» Activity:
All lines containing the string "more" must be copied from the entries.

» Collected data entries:
PR #1782, opened 2017-03-02
Add a set of unit-tests for serializing and deserializing BuildEventArgs.

KirillOsenkov:
Two minor fixes from code review feedback (Rainer).

The way the tests are written is objects are manually created, then serialized and deserialized back. The length of the bytes written needs to be the same as the number of bytes read back.

For each object type, a set of fields are compared on the original object and deserialized copy and we make sure the values are the same.

### DIFF
--- a/src/Build.UnitTests/BuildEventArgsSerialization_Tests.cs
+++ b/src/Build.UnitTests/BuildEventArgsSerialization_Tests.cs
@@ -1,0 +1,313 @@
+﻿using System;
+using System.Collections;
+using System.Collections.Generic;
+using System.IO;
+using System.Linq;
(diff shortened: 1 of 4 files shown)


AndyGerlicher:
Looks like missing cases for `TaskCommandLine` and `CriticalBuildMessage`. Also, is this the right place to try writing an event without an EndOfFile or some other corruption that could occur if the writer crashed?

KirillOsenkov:
Good catch, added tests for `TaskCommandLine` and `CriticalBuildMessage`. Also added a test for abruptly ending stream.

KirillOsenkov:

Issue #1776, opened 2017-03-01
ResGen path too long on mono-osx


filipnavara:
I am receiving the following error with recent Mono / Visual Studio on OS X:

> /Library/Frameworks/Mono.framework/Versions/4.8.0/lib/mono/msbuild/15.0/bin/Microsoft.Common.CurrentVersion.targets(2881,5): error MSB3455: ResGen.exe may not run because the command line is 48351 characters long, which exceeds the maximum length of the command. To fix this problem, please either (1) remove unnecessary assembly references, or (2) make the paths to those references shorter. [/Users/filipnavara/Desktop/emclient/MailClient/MailClient.csproj

Apparently the unit test that is supposed to check for proper behaviour in this case is marked with [Trait("Category", "mono-osx-failing")] attribute.

_We hit this problem while trying to workaround a different Mono bug. The default resource generation code messes up embedded 8-bit PNGs with alpha channel, possibly due to issue in the  System.Drawing or System.Windows.Forms implementation that is outside the scope of this project. We have our own reimplementation of these two libraries on top of native OS X API so naturally our first idea was to build our own ResGen that references them and simply update the build process to point to it using the ResGenToolPath and ResGenExecuteAsTool properties. However this is not possible due to the broken command line splitting. Reimplementing the whole GenerateResource task seems to be too cumbersome for our purposes._

filipnavara:
Actually on second thought the problem is slightly different than I thought. ResGen 4.0 and newer supports response files. However the invocation code for that is wrapped with NativeSharedMethods.IsWindows conditions, which is also why the unit tests fails on OS X platforms.

Similarly the code for splitting the command line is wrapped with a condition:

if (!_resgenPath.Equals(Path.GetDirectoryName(NativeMethodsShared.GetLongFilePath(ToolLocationHelper.GetPathToDotNetFrameworkSdkFile("resgen.exe", TargetDotNetFrameworkVersion.Version35))), StringComparison.OrdinalIgnoreCase))

Unfortunately this condition doesn't check for NativeSharedMethods.IsWindows, so on OS X the paths are not properly split (except for an exact path match for old tools) and the response files are not used either. The condition should be either modified to check for  NativeSharedMethods.IsWindows or alternatively the NativeSharedMethods.IsWindows condition should be removed completely.

AndyGerlicher:
Marking this up-for-grabs. Thanks for looking into the problem. If you'd like to submit a patch for this we would be happy to accept.

PR #1789, opened 2017-03-03
Fix command line length errors on Mono / OS X

filipnavara:
Currently the ResGen task tool implementation supports the response
file syntax only on Windows systems. The GenerateResource task should
mirror that behaviour. It is thus necessary to enable the long command
line splitting on non-Windows systems.

Issue #1776

### DIFF
--- a/src/Tasks/GenerateResource.cs
+++ b/src/Tasks/GenerateResource.cs
@@ -995,7 +995,8 @@ namespace Microsoft.Build.Tasks
 
             // We need to do a whole lot of work to make sure that we're not overrunning the command line ... UNLESS
             // we're running ResGen 4.0 or later, which supports response files. 
-            if (!_resgenPath.Equals(Path.GetDirectoryName(NativeMethodsShared.GetLongFilePath(ToolLocationHelper.GetPathToDotNetFrameworkSdkFile("resgen.exe", TargetDotNetFrameworkVersion.Version35))), StringComparison.OrdinalIgnoreCase))
+            if (NativeMethodsShared.IsWindows &&
+                !_resgenPath.Equals(Path.GetDirectoryName(NativeMethodsShared.GetLongFilePath(ToolLocationHelper.GetPathToDotNetFrameworkSdkFile("resgen.exe", TargetDotNetFrameworkVersion.Version35))), StringComparison.OrdinalIgnoreCase))
             {
                 ResGen resGen = CreateResGenTaskWithDefaultParameters();
 


AndyGerlicher:
Thanks for contributing! It would be great to have a unit test for this, but I'm not sure how reasonable that would be. Were you able to at least repro the error (command too long) and then verify this fixes the issue as expected?

filipnavara:
There's already unit test for it, but it is disabled on OS X (due to other errors related to the ResGen response files enabled only on Windows). I have verified that it fixes the error in our case.

radical:
IIUC, the limit on OSX (and other unices) is different from windows. On my macOS box:
```
$ getconf ARG_MAX
262144
```

.. which is significantly higher than the limit in the code:

```
private static int s_maximumCommandLength = 28000;
```

This limit can be obtained via the `sysconf(3)` libc function. It would be good to use something close to the actual limit on the system.

src/Tasks/GenerateResource.cs
```diff
@@ -995,7 +995,8 @@ private bool TransformResourceFilesUsingResGen(List<ITaskItem> inputsToProcess,
 
             // We need to do a whole lot of work to make sure that we're not overrunning the command line ... UNLESS
             // we're running ResGen 4.0 or later, which supports response files. 
-            if (!_resgenPath.Equals(Path.GetDirectoryName(NativeMethodsShared.GetLongFilePath(ToolLocationHelper.GetPathToDotNetFrameworkSdkFile("resgen.exe", TargetDotNetFrameworkVersion.Version35))), StringComparison.OrdinalIgnoreCase))
+            if (NativeMethodsShared.IsWindows &&
```
radical: It might be easier to read/understand if:

```
bool usingResgenWithResponseFileSupport = NativeMethodsShared.IsWindows &&
                                   !_resgenPath.Equals(Path.GetDirectoryName(NativeMethodsShared.GetLongFilePath(ToolLocationHelper.GetPathToDotNetFrameworkSdkFile("resgen.exe", TargetDotNetFrameworkVersion.Version35))), StringComparison.OrdinalIgnoreCase);

if (usingResgenWithResponseFileSupport)
{
    ...
```

And update the comment to mention that mono's resgen supports response file only on windows.

filipnavara: Just for the record, the Mono ResGen doesn't support response files on any platform. Neither does it support the /r:<reference> syntax. It is basically unusable by msbuild at this moment. We use a customized and extended version for our purposes. The response file requirement is something from ResGen.cs, where it is disabled for non-Windows system. This patch just aligns the "if" conditions there with the ones in GenerateResource.cs. I would be equally fine with removing the conditions in ResGen.cs and enabling the response files on all platforms, but I suspected someone put it there for a reason beyond my understanding.

radical: Ah, I misunderstood your commit message! Mono runs on windows too, so it would be good to explicitly mention that mono's resgen doesn't support response files.
- The condition needs to have a ` && NativeMethodsShared.IsMono &&` too.
- Update the comment to reflect the mono case.
- The same changes would be required in `ResGen.cs` too
- And IMHO, the commit message could be a little clearer, like:

=============

Fix command line length errors with resgen on mono/osx

Mono's `resgen` tool doesn't support response files. So, response files are
supported only when using .NET's `resgen` (4.0) tool.

This manifested as command line length errors for resgen, on mono/osx (see issue #1776).

```
/Library/Frameworks/Mono.framework/Versions/4.8.0/lib/mono/msbuild/15.0/bin/Microsoft.Common.CurrentVersion.targets(2881,5): error MSB3455: ResGen.exe may not run because the command line is 48351 characters long, which exceeds the maximum length of the command. To fix this problem, please either (1) remove unnecessary assembly references, or (2) make the paths to those references shorter. [/Users/filipnavara/Desktop/emclient/MailClient/MailClient.csproj
```

GenerateResource task only checked for `resgen.exe` path and on OSX, incorrectly
assumed that it must be `resgen 4.0` with support for response files. It 
invokes `ResGen` task, which has an additional condition `IsWindows` for using
response files, triggering the alternative code path but that fails due to command line 
length being too long.
                                                                                                                                                                                                                                                                                                                                                                                                                                                                                                   So, the `GenerateResource` and `ResGen` tasks should use response files only with
.NET's resgen tool.

filipnavara: The Mono's ResGen doesn't work with the GenerateResource task for more reasons than just the response files. It doesn't support the "/r:" reference arguments either. It would need significant changes to be used in this scenario in any case, thus adding NativeSharedMethods.IsMono condition doesn't make sense. Updating Mono ResGen would make sense. Also, I am not sure whether NativeSharedMethods.IsMono checks for Mono runtime or Mono toolchain, which may not match on Windows.

In my opinion the best option is to remove all the NativeSharedMethods.IsWindows conditions from both GenerateResource.cs and ResGen.cs. At the same time the disabled unit tests could be reenabled on OS X. The option to use custom ResGen tool was added with .NET 4 on Windows and thus any custom ResGen tool that was used had to support response files in the first place.

What I was trying to fix was invocation of our custom ResGen, which is based on Mono's ResGen. Any other case was already broken and remains broken even after applying the patch. I tried to go with the least invasive way, by enabling the command line splitting, where the conditions were not aligned over the code. However I am equally fine with aligning the conditions the other way and allowing response files on all platforms.

AndyGerlicher:
This looks ok to me, but I'd like a comment noting the limitations of this change and why it's needed like @radical was asking for.

With that are you ok with this change @radical ?

filipnavara:
Ok, I should have been more clear from the beginning about the problem that I am actually trying to fix. MSBuild allows to specify two properties - ResGenExecuteAsTool and ResGenToolPath - that force the GenerateResource task to run external tool instead of the internal resource compilation in the task itself.

On OS X this doesn't work on projects that contain many .resx files and it results in the following error:

> error MSB3455: ResGen.exe may not run because the command line is 48351 characters long, which exceeds the maximum length of the command. To fix this problem, please either (1) remove unnecessary assembly references, or (2) make the paths to those references shorter.

There are three fundamental problems with the code:

1. The command line limit that is enforced with the error message doesn't actually apply to Unix systems.
2. There's a code for splitting the execution of resgen.exe to separate invocations with command line shorter than the limit. This code is actually never used on non-Windows builds.
3. Windows resgen.exe uses response files for passing the command line, which is disabled on non-Windows builds.

I tried to investigate the problems above and I found the following:

1. The command line limit is arbitrarily set to 28000, which is slightly less than the actual Windows limit of 32k. The reason why it is set lower than 32k is because the above mentioned splitting code doesn't enforce the limit precisely (at least that's what the comments say).
2. The splitting code is not used on Windows either, since it applies only to ResGen 3.5, but the .targets file always sets ResGenExecuteAsTool to false in that case. Maybe I am missing something or maybe it's just legacy from old days when GenerateResource always executed resgen.exe on older .NET Framework versions.
3. The version history dates the change to the initial commits of the "xplat" branch and there's no specific explanation for why the response files are disabled on non-Windows systems.

Now I need to find a way how to make this working and I am willing to invest time into it, but I need consensus on what needs to be done. Problem 1 is independent from problem 2, 3, but if it gets fixed then I won't hit 2 and 3. The big question is, should response files be supported on non-Windows systems? If the answer is yes then I will modify ResGen.cs and remove NativeMethodsShared.IsWindows checks from there. If the answer is no, then the code in this pull request would solve the problem as-is by enabling the command line splitting on non-Windows system and never using response files.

» Response area:
filipnavara: The Mono's ResGen doesn't work with the GenerateResource task for more reasons than just the response files. It doesn't support the "/r:" reference arguments either. It would need significant changes to be used in this scenario in any case, thus adding NativeSharedMethods.IsMono condition doesn't make sense. Updating Mono ResGen would make sense. Also, I am not sure whether NativeSharedMethods.IsMono checks for Mono runtime or Mono toolchain, which may not match on Windows.
Ok, I should have been more clear from the beginning about the problem that I am actually trying to fix. MSBuild allows to specify two properties - ResGenExecuteAsTool and ResGenToolPath - that force the GenerateResource task to run external tool instead of the internal resource compilation in the task itself.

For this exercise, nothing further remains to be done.